To conclude all about computer hardware, including CPU, memory and supportive device that work together. My aim is to describe about ability, specification and role of hardware. When the user is interact with computer system by mouse or keyboarded. The CPU gets information and converted into instruction. Basically, CPU produces order for components via using different device, such as RAM, ROM. My decision is that, by upgrading hardware, the computer system may work fast, reliable and accessibility will improve. Normally, Secondary memory provides space to hardware/software to launch and primary memory directly communicates with hardware. There are various memory which helping RAM to work faster which is registers, catch memory. The registers are addresses the executed instruction and processed instructions.
A CPU does not communicate with secondary storage device, because the data is keeps permanents and can only use when needed. It's also known as "magnetic disk", which is a data store in tracks and addressed blocks but when computer is shutdown, the data cannot erase. This is advantage of having secondary memory in computer system. A disk is also important to back up data, so user can use in different computer. Recently, optic storages are growing and making place in market, because it can be use anywhere and more protected. However, the user can re-write on disk or optic storage device.

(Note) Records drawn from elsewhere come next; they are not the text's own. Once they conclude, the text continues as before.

PR #3158, opened 2022-08-08
use PathHandlerFactory for outputFile parameter (DAT-11034)

StevenMassaro:
## Impact

## Description

Use the PathHandlerFactory to write to files specified in the `outputFile` parameter.

## Things to worry about

This should not be a breaking change.

## Additional Context

This is being done to support the S3 work.


abrackx (approved):

nvoxland (approved):
That is the right new pattern to be using for writing to files, I'd assume there will be more to fix as we find them.

PR #3164, opened 2022-08-10
Write changelogs created by generate-changelog and diff-changelog in S3 (DAT-11044)

StevenMassaro:
## Impact

## Description

Use PathHandlers for output files for generate-changelog and diff-changelog commands, allowing output of those files to S3.

## Things to worry about

- I had to pretty significantly change the way that output files are written. Existing tests continue to pass, but it is possible that the changes I made exclude an edge case.


liquibase-core/src/main/java/liquibase/diff/output/changelog/DiffToChangeLog.java
```diff
@@ -91,23 +92,38 @@ public void print(PrintStream out) throws ParserConfigurationException, IOExcept
...
+        final PathHandlerFactory pathHandlerFactory = Scope.getCurrentScope().getSingleton(PathHandlerFactory.class);
+        Resource resource = pathHandlerFactory.getResource(changeLogFile, true);
+        boolean fileExists;
+        // todo, an exists method would be useful here, instead of this hack
+        try (InputStream is = resource.openInputStream()) {
+            fileExists = is != null;
+        } catch (IOException | NullPointerException e) {
+            fileExists = false;
+            Scope.getCurrentScope().getLog(getClass()).warning("Unable to open input stream to file " + changeLogFile, e);
+        }
```
StevenMassaro, line 104: This is not ideal. How about adding an `exists` method to PathHandler?

liquibase-core/src/main/java/liquibase/diff/output/changelog/DiffToChangeLog.java
```diff
@@ -91,23 +92,38 @@ public void print(PrintStream out) throws ParserConfigurationException, IOExcept
...
+            objectsDir = CommonsFilenameUtils.concat(parent, "objects-" + new Date().getTime());
         }
 
         if (objectsDir != null) {
-            if (objectsDir.exists()) {
-                throw new UnexpectedLiquibaseException("The generatechangelog command would overwrite your existing stored logic files. To run this command please remove or rename the '"+objectsDir.getCanonicalPath()+"' dir in your local project directory");
-            }
+//            if (objectsDir.exists()) {
+//                throw new UnexpectedLiquibaseException("The generatechangelog command would overwrite your existing stored logic files. To run this command please remove or rename the '"+objectsDir.getCanonicalPath()+"' dir in your local project directory");
+//            }
```
StevenMassaro, line 126: I can't think of a good way to do this check.

liquibase-core/src/main/java/liquibase/diff/output/changelog/DiffToChangeLog.java
```diff
@@ -91,23 +92,38 @@ public void print(PrintStream out) throws ParserConfigurationException, IOExcept
...
+            fileExists = is != null;
+        } catch (IOException | NullPointerException e) {
+            fileExists = false;
+            Scope.getCurrentScope().getLog(getClass()).warning("Unable to open input stream to file " + changeLogFile, e);
+        }
 
         final Map<String, Object> newScopeObjects = new HashMap<>();
 
-        File objectsDir = null;
+        String objectsDir = null;
```
StevenMassaro, line 108: Test that the objects directory logic still works.

liquibase-core/src/main/java/liquibase/diff/output/changelog/DiffToChangeLog.java
StevenMassaro, line 104: Group agrees that this should be replaced with an `exists(String path)` method in the PathHandler interface.

liquibase-core/src/main/java/liquibase/diff/output/changelog/DiffToChangeLog.java
```diff
@@ -91,23 +92,38 @@ public void print(PrintStream out) throws ParserConfigurationException, IOExcept
...
+        if (resource != null) {
+            parent = CommonsFilenameUtils.getPath(resource.getPath());
+        } else {
+            parent = CommonsFilenameUtils.getPath(changeLogFile);
+        }
         if (changeLogFile.toLowerCase().endsWith("sql")) {
             DeprecatedConfigurationValueProvider.setData("liquibase.pro.sql.inline", "true");
         } else if (this.diffResult.getComparisonSnapshot() instanceof EmptyDatabaseSnapshot) {
-            objectsDir = new File(file.getParentFile(), "objects");
+            objectsDir = CommonsFilenameUtils.concat(parent, "objects");
```
StevenMassaro, line 118: Does this work in S3?

liquibase-core/src/main/java/liquibase/util/CommonsFilenameUtils.java
```diff
@@ -0,0 +1,1684 @@
+/*
+ * Licensed to the Apache Software Foundation (ASF) under one or more
+ * contributor license agreements.  See the NOTICE file distributed with
+ * this work for additional information regarding copyright ownership.
+ * The ASF licenses this file to You under the Apache License, Version 2.0
+ * (the "License"); you may not use this file except in compliance with
+ * the License.  You may obtain a copy of the License at
+ *
```
StevenMassaro, line 8: Bring in only what is needed here. Delete unused methods.

Also, make sure to bring in unit tests.

liquibase-core/src/main/java/liquibase/diff/output/changelog/DiffToChangeLog.java
StevenMassaro: Wes thinks that this is possible with the aws cli

s3 ls bucket:foldername (without slash) - won't be found
s3 ls bucket:foldername (with slash) - will respond yes, that a directory does exist here

liquibase-core/src/main/java/liquibase/diff/output/changelog/DiffToChangeLog.java
```diff
@@ -124,15 +140,17 @@ public void print(String changeLogFile, ChangeLogSerializer changeLogSerializer)
...
                     try {
-                        if (!file.exists()) {
+                        if (!finalFileExists) {
                             //print changeLog only if there are available changeSets to print instead of printing it always
-                            printNew(changeLogSerializer, file);
+                            printNew(changeLogSerializer, changeLogFile);
                         } else {
-                            Scope.getCurrentScope().getLog(getClass()).info(file + " exists, appending");
+                            Scope.getCurrentScope().getLog(getClass()).info(changeLogFile + " exists, appending");
+                            StringBuilder fileContents = new StringBuilder(StreamUtil.readStreamAsString(resource.openInputStream()));
```
StevenMassaro, line 153: @nvoxland - is it okay that we're loading the changelog file into memory here? Would it be better to instead download the file from S3 to temp directory and continue to use the same `RandomAccessFile` logic that used to be here?

liquibase-core/src/main/java/liquibase/resource/PathHandler.java
```diff
@@ -37,4 +37,12 @@ public interface PathHandler extends Plugin {
      * @throws IOException if the path cannot be written to
      */
     OutputStream createResource(String path) throws IOException;
+
+    /**
+     * Check if a resource exists at the specified path.
+     * @return true if the file exists, false otherwise
+     */
+    boolean exists(String path);
+
```
StevenMassaro, line 46: Javadoc

liquibase-core/src/main/java/liquibase/resource/Resource.java
```diff
@@ -42,4 +42,6 @@ public interface Resource {
      * For example, a file resource may return a path of <code>my/file.txt</code> and a uri of <code>file:/tmp/project/liquibase/my/file.txt</code> for a resource accessor using <code>file:/tmp/project/liquibase</code> as a root
      */
     URI getUri();
+
+    String getAbsolutePath();
```
StevenMassaro, line 46: Javadoc

liquibase-core/src/main/java/liquibase/util/CommonsFilenameUtils.java
```diff
@@ -0,0 +1,902 @@
...
+ *      http://www.apache.org/licenses/LICENSE-2.0
```
wwillard7800, line 9: We talked about only copying the code for the methods that we needed from FilenameUtils.  Is this all of them or the trimmed down version?

StevenMassaro: Believe it or not this is the trimmed down version.

wwillard7800 (approved):

StevenMassaro:
Note to self - make sure to add tests for FilenameUtils and other classes.

liquibase-core/src/main/java/liquibase/resource/PathResource.java
```diff
@@ -35,13 +35,36 @@ public InputStream openInputStream() throws IOException {
...
-    public OutputStream openOutputStream() throws IOException {
+    public OutputStream openOutputStream(boolean createIfNeeded) throws IOException {
+        if (!exists()) {
+            if (createIfNeeded) {
+                path.getParent().toFile().mkdirs();
+            } else {
+                throw new IOException("File " + this.getUri() + " does not exist");
+            }
+        }
+
```
StevenMassaro, line 67: These changes are fine. I just want to point out that `Files.newOutputStream(this.path)` will truncate the existing file before writing to it. I found this behavior a bit surprising originally but figured it was intentional. Now, with the new `createIfNeeded` parameter, this behavior is much more surprising. If it's intentional and desired, let's call it out in the documentation.

liquibase-core/src/main/java/liquibase/resource/AbstractResource.java
```diff
@@ -60,4 +60,18 @@ public boolean equals(Object obj) {
...
+     */
+    protected String resolvePath(String other) {
+        return getPath() + "/" + other;
+    }
+
+    /**
+     * Convenience method for computing the relative path in {@link #resolveSibling(String)} implementations.
+     */
+    protected String resolveSiblingPath(String other) {
+        return getPath().replaceFirst("/[^/]*$", "") + "/" + other;
```
StevenMassaro, line 75: This looks brittle. Is that a problem?

liquibase-core/src/main/java/liquibase/diff/output/changelog/DiffToChangeLog.java
nvoxland: With the new interfaces only exposing input/output streams, I think copying like this is all we can do. The files are probably generally small enough that streaming it to a temp file and then using RandomAccessFile is probably unneeded?

But I wouldn't be against doing it too. I suppose best now when we remember the code is in git history?

liquibase-core/src/main/java/liquibase/resource/PathResource.java
nvoxland: It seems like the truncating is the behavior we want? I was a bit worried that we'd have to add logic to do that, but sounds like we're not?

I think the expectation is "openOutputStream lets you write what you want for content to the file" and not have to worry about "if you write less bytes than the current file has, the final result is a combination of what you wrote and what was there before". 

But why are you thinking that especially with the createIfNeeded it's extra surprising? I'm maybe not following?

liquibase-core/src/main/java/liquibase/resource/AbstractResource.java
nvoxland: I thought maybe it was OK? And since its a protected method, it can be overriden for subclasses where it doesn't quite work.

But what types of paths did you think it would be  a problem for?

liquibase-core/src/main/java/liquibase/resource/PathResource.java
StevenMassaro: Truncating probably is the behavior we want. I just think it needs to be called out expressly in the documentation, because it might not be obvious to a user. It would be confusing to a user who thinks to themselves "I told you not to create the file, why are you overwriting the entire thing".

> I think the expectation is "openOutputStream lets you write what you want for content to the file" and not have to worry about "if you write less bytes than the current file has, the final result is a combination of what you wrote and what was there before".

I can see where you're going here. I can also see a not insignificant number of users who are surprised by the fact that "opening" an output stream to a file also erases the entire file contents.

liquibase-core/src/main/java/liquibase/diff/output/changelog/DiffToChangeLog.java
StevenMassaro: One vote here for keeping the logic the way its written - loading the file into memory. The change will still be easily found in the git history when this is merged. I am not worried about that.

liquibase-core/src/main/java/liquibase/resource/AbstractResource.java
StevenMassaro: What about a path that uses backslashes instead of forward slashes?

StevenMassaro: Coming up with examples of how to break this is not easy. That's why I used the Commons IO code when I did the first round on this, because I was relatively confident that they have come up with good solutions to these situations.

liquibase-core/src/main/java/liquibase/integration/spring/SpringResource.java
```diff
@@ -31,7 +59,10 @@ public InputStream openInputStream() throws IOException {
     }
 
     @Override
-    public OutputStream openOutputStream() throws IOException {
+    public OutputStream openOutputStream(boolean createIfNeeded) throws IOException {
+        if (!resource.exists() && !createIfNeeded) {
+            throw new IOException("Resource "+getUri()+" does not exist");
+        }
```
StevenMassaro, line 65: This logic should be abstracted up a layer, since this check will have to occur in every implementation of Resource.

liquibase-core/src/test/groovy/liquibase/resource/PathHandlerFactoryTest.groovy
```diff
@@ -25,6 +26,45 @@ class PathHandlerFactoryTest extends Specification {
...
+        (pathHandlerFactory.getResource(path).exists()) == existsWithoutResourceAccessor
+        Scope.child(Scope.Attr.resourceAccessor, new JUnitResourceAccessor(), { ->
+            assert (pathHandlerFactory.getResource(path, true).exists()) == existsWithResourceAccessor
+        })
+
+
+        where:
+        path                                                               | existsWithoutResourceAccessor | existsWithResourceAccessor
+//        "src/test/groovy/liquibase/resource/PathHandlerFactoryTest.groovy" | true                          | true
+//        "invalid/path.txt"                                                 | false                         | false
```
StevenMassaro, line 44: Do you want these commented out?

StevenMassaro:
FYI there are test failures in the pro-side of this PR

liquibase-core/src/main/java/liquibase/resource/AbstractResource.java
nvoxland: That path should be the standardized "path in the resourceAccessor" so it should already just use `/` and not have any odd `..` or whatever in them. So shouldn't need to much fancy logic?

liquibase-core/src/test/groovy/liquibase/resource/PathHandlerFactoryTest.groovy
nvoxland: No, those should get put back. Had been skipping them to debug later ones that were failing. Thanks for catching that

liquibase-core/src/main/java/liquibase/integration/spring/SpringResource.java
nvoxland: I'm not sure how it can, though? The `resource` variable there is a springframework.Resource class, so that is implementation-specific code.

nvoxland (approved):

liquibase-core/src/main/java/liquibase/resource/PathHandlerFactory.java
```diff
@@ -95,32 +98,21 @@ public Resource getResource(String resourcePath, boolean includeResourceAccessor
...
      */
-    public boolean isAbsolute(String path) throws IOException {
-        PathHandler plugin = getPlugin(path);
-        if (plugin == null) {
-            throw new IOException("Cannot parse resource location: '" + path + "'");
-        }
-        return plugin.isAbsolute(path);
-    }
-
     private static class FoundResourceAccessor implements ResourceAccessor {
```
wwillard7800, line 116: It would be good to have a description of this inner class.

wwillard7800 (approved):
Looks good. Minor comment.

liquibase-core/src/main/java/liquibase/resource/PathHandlerFactory.java
StevenMassaro: There is a description for this class, must have been moved or something due to the way the diff is rendered, but it's definitely there.

PR #3187, opened 2022-08-22
DAT-10810 QC: checks show changes (--show-cols flag, drop some, etc)

dyadyushko:
## Impact

## Description

Minor changes within TableOutput class.
Adding toLowerWithoutWhitespaces method to StringUtil class.
example: 
    "  InPu t " -> "input"

## Additional Context
Changes were made to support https://github.com/liquibase/liquibase-pro/pull/628.


wwillard7800 (approved):

liquibase-core/src/main/java/liquibase/util/StringUtil.java
```diff
@@ -1031,6 +1031,14 @@ public static byte[] getBytesWithEncoding(String string) {
         return string.getBytes(StandardCharsets.UTF_8);
     }
 
+    /**
+     * @param value string to process
+     * @return string without any whitespaces formatted to lowercase.
+     */
+    public static String toLowerWithoutWhitespaces(String value) {
+        return value.toLowerCase().replaceAll("\\s+", "");
+    }
```
StevenMassaro, line 1040: Should probably handle the null case here. Maybe something like:

```suggestion
    public static String toLowerWithoutWhitespaces(String value) {
        if (value == null) {
            return null;
        }
        return value.toLowerCase().replaceAll("\\s+", "");
    }
```

liquibase-core/src/test/groovy/liquibase/util/StringUtilTest.groovy
```diff
@@ -118,6 +119,17 @@ class StringUtilTest extends Specification {
...
+    def "to lower without whitespaces"() {
+        expect:
+        StringUtil.toLowerWithoutWhitespaces(string) == expected
+
+        where:
+        string                | expected
+        "First Value"         | "firstvalue"
+        "secondValue"         | "secondvalue"
+        "   Third Value   \n" | "thirdvalue"
+    }
```
StevenMassaro, line 131: Add a test for the null case here. Maybe also add a test for empty string.

liquibase-core/src/main/java/liquibase/util/StringUtil.java
```diff
@@ -1031,6 +1031,14 @@ public static byte[] getBytesWithEncoding(String string) {
         return string.getBytes(StandardCharsets.UTF_8);
     }
 
+    /**
+     * @param value string to process
+     * @return string without any whitespaces formatted to lowercase.
+     */
+    public static String toLowerWithoutWhitespaces(String value) {
```
nvoxland, line 1038: This should be updated to return null if value is null instead of throwing a nullpointerexception

nvoxland (approved):
Added one comment on something good to fix, but still marking it as approved so I don't have to be a bottleneck in re-approving it

liquibase-core/src/main/java/liquibase/util/StringUtil.java
dyadyushko: Nice catch, going to fix!

liquibase-core/src/main/java/liquibase/util/StringUtil.java
dyadyushko: Definitely, gonna do that

PR #3189, opened 2022-08-22
Removed invalid warning in Maven

nvoxland:
## Impact

## Description

When using maven, if you did not specify an outputFileEncoding setting, it gave a warning about the encoding being system dependent. That is not the case, it defaults to UTF-8 so I removed the warning. We used to fall back to the system encoding instead of UTF-8, but changed that quite a while ago (maybe 4.6?)

I also cleaned up the code slightly so that there is consistent creation of the stream regardless of how the encoding was determined.

## Things to be aware of

- Only impacts maven

## Things to worry about

- Nothing


XDelphiGrl (approved):
* Fix removes a misleading warning output from Liquibase Maven output.
  * If an encoding is set, Liquibase uses that.
  * If an encoding is not set, Liquibase defaults to UTF8.

APPROVED

nvoxland (commented):
Code review and test results:

Things to be aware of:
- Changes make sense
- No automated tests, but we don't have a great maven automated test setup yet so we'll manually test it

Things to worry about:
- Nothing

PR #3194, opened 2022-08-23
Adds flow file examples (DAT-11287)

abrackx:
## Impact

## Description

Adds example flow files.


StevenMassaro:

A scanner scans paper based information and converted into image, but that image, a printer prints it. The advantage of having scanner is to keep data in digital way and when it needed data will printed. A purpose of mouse is to interact and select object from monitor, so without inputting, a system going to run much easier. But a keyboard has many symbolic buttons and each buttons are address by bytes which keyboard processor convert into binary and transmitted to CPU. A motherboard developed by many functions to support and provide communication channel to hardware's which is connected to. Basically, it transmits an electric power via system buses and Northbridge manages high speed of CPU, RAM and ROM but Southbridge manages high speed of external devices, such as secondary and optic memory. A graphic card has important role as well to provide clear and sufficient image on the monitor. GPU is measures complex geometric shape and do mathematical calculation to make GUI (graphical interface system) system.